Zeus Olympios Tapınağı’nın anıtsallığını hayranlıkla izlemek #
Şehir merkezinde Olimpos’un ihtişamı
Syntagma Meydanı ve Ulusal Bahçeler’in yakınında, etkileyici Zeus Olympios Tapınağı veya Olympeion, güneşli bir ovada yükselir. Orijinal Corinthian sütunlarından yalnızca on beşi ayakta kalmış olsa da, 108 metre uzunluğundaki bu yapının ihtişamını hayal etmeye imkan veriyor.

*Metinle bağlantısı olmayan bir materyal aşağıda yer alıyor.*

PR #623, opened 2023-04-25
Upgrade Node.js to v20

rangoo94:
## Changes

- Upgrade Node.js to v20 and force it
- Avoid `npm-force-resolutions` script as it's not needed (used [**overrides**](https://docs.npmjs.com/cli/v9/configuring-npm/package-json#overrides) instead)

Pisistrates döneminde inşasına başlandı, ancak tamamlanması, yapımının başlamasından birkaç yüzyıl sonra Hadrien İmparatorluğu döneminde gerçekleşti.
Site etrafında dolaşırken, sütunların dikliğine ve bu anıtın Avrupa genelinde, hatta Paris’teki Madeleine binası gibi yapılar üzerinde romantik bir etki yarattığına tanık olursunuz. Keşfin sonunda, II. yüzyılda inşa edilen gerçek bir zafer kemeri olan etkileyici Hadrian Kapısını kaçırmak yazık olur; bu kapı, Atina’nın sembolik girişini işaret eder. Meraklılar, bu olağanüstü eserler rehberi veya bu uluslararası seçkiler aracılığıyla tarihin diğer şaheserlerine doğru yolculuk etmeyi sürdürebilirler.